Remember Canada’s mission in Afghanistan? It wasn’t long ago that Canada mothballed its forward operating base (complete with Tim Horton’s) outside the Taliban stronghold of Kandahar City in order to enable the Karzai government to assume responsibility for the security of the one of the toughest neighbourhoods in Afghanistan.
How’s that transition going, you ask? Rather badly, it turns out. The other day a suicide attack outside a bank killed six and wounded at least 20 people, in Kandahar.

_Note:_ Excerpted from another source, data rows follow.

PR #30068, opened 2026-08-23
fix(bingx): reject unsupported Coin-M position mode

AresArtemius:
BingX position mode endpoints are only available for linear Swap.

fetchPositionMode and setPositionMode currently ignore Coin-M symbols and send requests to the linear Swap endpoint.

Reject inverse markets locally before sending an invalid request.

### DIFF
--- a/ts/src/bingx.ts
+++ b/ts/src/bingx.ts
@@ -1571,7 +1571,7 @@ export default class bingx extends Exchange {
      * @see https://bingx-api.github.io/docs-v3/#/en/Spot/Market%20Data/Order%20Book
      * @see https://bingx-api.github.io/docs-v3/#/en/Swap/Market%20Data/Order%20Book
      * @see https://bingx-api.github.io/docs-v3/#/en/Coin-M%20Futures/Market%20Data/Query%20Depth%20Data
-     * @param {string} symbol unified symbol of the market to fetch the order book for
+     * @param {string} symbol unified market symbol, inverse (Coin-M) markets are not supported
      * @param {int} [limit] the maximum amount of order book entries to return
      * @param {object} [params] extra parameters specific to the exchange API endpoint
      * @returns {object} an [order book structure]{@link https://docs.ccxt.com/?id=order-book-structure}
@@ -6545,6 +6545,16 @@ export default class bingx extends Exchange {
      * @returns {object} an object detailing whether the market is in hedged or one-way mode
      */
     override async fetchPositionMode (symbol: Str = undefined, params = {}): Promise<PositionModeInfo> {
+        let market: Market = undefined;
+        if (symbol !== undefined) {
+            await this.loadMarkets ();
+            market = this.market (symbol);
+        }
+        let subType: Str = undefined;
+        [ subType, params ] = this.handleSubTypeAndParams ('fetchPositionMode', market, params);
+        if ((subType === 'inverse') || ((market !== undefined) && market['inverse'])) {
+            throw new NotSupported (this.id + ' fetchPositionMode() is not supported for inverse swap markets');
+        }
         const response = await this.swapV1PrivateGetPositionSideDual (params);
         //
         //     {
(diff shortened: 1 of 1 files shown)


ts/src/bingx.ts
```diff
@@ -1571,7 +1571,7 @@ export default class bingx extends Exchange {
      * @see https://bingx-api.github.io/docs-v3/#/en/Spot/Market%20Data/Order%20Book
      * @see https://bingx-api.github.io/docs-v3/#/en/Swap/Market%20Data/Order%20Book
      * @see https://bingx-api.github.io/docs-v3/#/en/Coin-M%20Futures/Market%20Data/Query%20Depth%20Data
-     * @param {string} symbol unified symbol of the market to fetch the order book for
+     * @param {string} symbol unified market symbol, inverse (Coin-M) markets are not supported
```
carlotestor: This is inaccurate and should be reverted. `fetchOrderBook` **does** support inverse Coin-M markets — it branches to `cswapV1PublicGetMarketDepth` when `market['inverse']` is true, documents the inverse response inline, carries the Coin-M `@see` two lines above, and is covered by the `"inverse swap orderbook with symbol and limit arguments"` fixture in `ts/src/test/static/request/bingx.json` (`BTC/USD:BTC` → `cswap/v1/market/depth`). JSDoc here transpiles into all five language ports and docs.ccxt.com, so this would publish a documented limitation that does not exist.

ts/src/bingx.ts
```diff
@@ -6545,6 +6545,16 @@ export default class bingx extends Exchange {
      * @returns {object} an object detailing whether the market is in hedged or one-way mode
      */
     override async fetchPositionMode (symbol: Str = undefined, params = {}): Promise<PositionModeInfo> {
+        let market: Market = undefined;
```
carlotestor, line 6548: The guard itself is correct, but the `@param {string} symbol` three lines above still reads "unified symbol of the market to fetch the order book for" — a stale copy-paste. This PR is what gives `symbol` meaning in `fetchPositionMode`, so this is the docstring that needed the "inverse (Coin-M) markets are not supported" wording that was applied to `fetchOrderBook` instead.

carlotestor (commented):
## Summary

The core change is right. BingX exposes `positionSide/dual` only under the `swap/v1` namespace — there is no `cswap` equivalent anywhere in `describe().api`, so for an inverse symbol `fetchPositionMode`/`setPositionMode` were silently reporting and mutating **linear** swap state. Guarding on `market['inverse']` / `subType === 'inverse'` and throwing `NotSupported` is the correct unified behaviour, and since bingx sets no `defaultSubType`, the no-symbol path still falls through to linear unchanged — existing callers are unaffected.

One blocker, and it is in the `fetchOrderBook` hunk rather than the position-mode logic.

### Correctness

- **`ts/src/bingx.ts:1574`** — the `fetchOrderBook` JSDoc now says inverse (Coin-M) markets are not supported, but `fetchOrderBook` *does* support them. It carries the Coin-M `@see`, branches to `cswapV1PublicGetMarketDepth` on `market['inverse']`, documents the inverse response shape inline, and is covered by a static request fixture in `ts/src/test/static/request/bingx.json` (`"inverse swap orderbook with symbol and limit arguments"` → `cswap/v1/market/depth?symbol=BTC-USD`, input `BTC/USD:BTC`). This docstring is transpiled into the Python/PHP/C#/Go/Java ports and published to docs.ccxt.com, so as written it ships a documented falsehood about a fixture-tested code path — and would steer users away from a working endpoint. Please revert that line.

- **`ts/src/bingx.ts:6543`** — `fetchPositionMode`'s own `@param {string} symbol` still reads *"unified symbol of the market to fetch the order book for"*. That is the copy-paste this PR actually needed to fix: `symbol` was previously ignored there, and this PR is what makes it meaningful. The wording applied to `fetchOrderBook` belongs here instead.

### Minor

- `let subType: Str = undefined;` (6553, 6593) — `handleSubTypeAndParams` is typed `[SubType, Dict]`, and every other call site declares `let subType: SubType = undefined;` (see `binance.ts`, `aster.ts`). It compiles either way; just inconsistent with the house pattern.

### Verification

Checked out `92a6296` locally: scoped eslint on `ts/src/bingx.ts` is clean, and `tsc` reports nothing for bingx — the single `tsBuild` error is a pre-existing `ts/src/upbit.ts:828` issue present on `origin/master` and untouched here.

Merge gate: 🔴
Merge probability: 75%

Swap the two JSDoc edits around (revert `fetchOrderBook`, fix `fetchPositionMode`'s `@param`) and the rest of this is good to merge.

carlotestor (commented):
Follow-up on 761d1142089092884c45e9b33718abd58c32d945

This commit applies the requested JSDoc swap and types `subType` as `SubType`. `fetchOrderBook` no longer claims Coin-M is unsupported, and `fetchPositionMode` now documents the inverse rejection. Clean relative to the earlier review.

Merge gate: 🟢

ts/src/bingx.ts
AresArtemius: I reverted the incorrect fetchOrderBook JSDoc change.

ts/src/bingx.ts
AresArtemius: Fixed. The Coin-M limitation is now documented on fetchPositionMode, and the new subtype variables use SubType.

carlotestor:
## Merge digest

BingX position-mode endpoints are linear-Swap only, so inverse Coin-M markets are now rejected locally with `NotSupported` instead of being sent to the linear endpoint.

| File | Δ | What |
| --- | ---: | --- |
| `ts/src/bingx.ts` | +23/−3 | `fetchPositionMode`, `setPositionMode` inverse guard |

```mermaid
flowchart LR
  market["market"]
  handleSubTypeAndParams["handleSubTypeAndParams"]
  loadMarkets["loadMarkets"]
  bingx["bingx"]
  bingx --> loadMarkets
  bingx --> market
  bingx --> handleSubTypeAndParams
```

`ts/src/bingx.ts`

```ts
@@ -6540,11 +6540,21 @@
+        let market: Market = undefined;
+        }
+        let subType: SubType = undefined;
+        [ subType, params ] = this.handleSubTypeAndParams ('fetchPositionMode', market, params);
+        if ((subType === 'inverse') || ((market !== undefined) && market['inverse'])) {
+            throw new NotSupported (this.id + ' fetchPositionMode() is not supported for inverse swap markets');
+        }
```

If this were an isolated incident, you might be willing to give the Afghan government, supposedly ready to take control of the country in 2014 (the date given by ISAF for the departure of NATO troops), the benefit of the doubt. But it’s just the latest in a series of bloody terrorists attacks carried out by the increasingly emboldened Taliban. According to UN statistics, in the month of July of this year alone, the body count rose to over a 1000 civilians, staggeringly!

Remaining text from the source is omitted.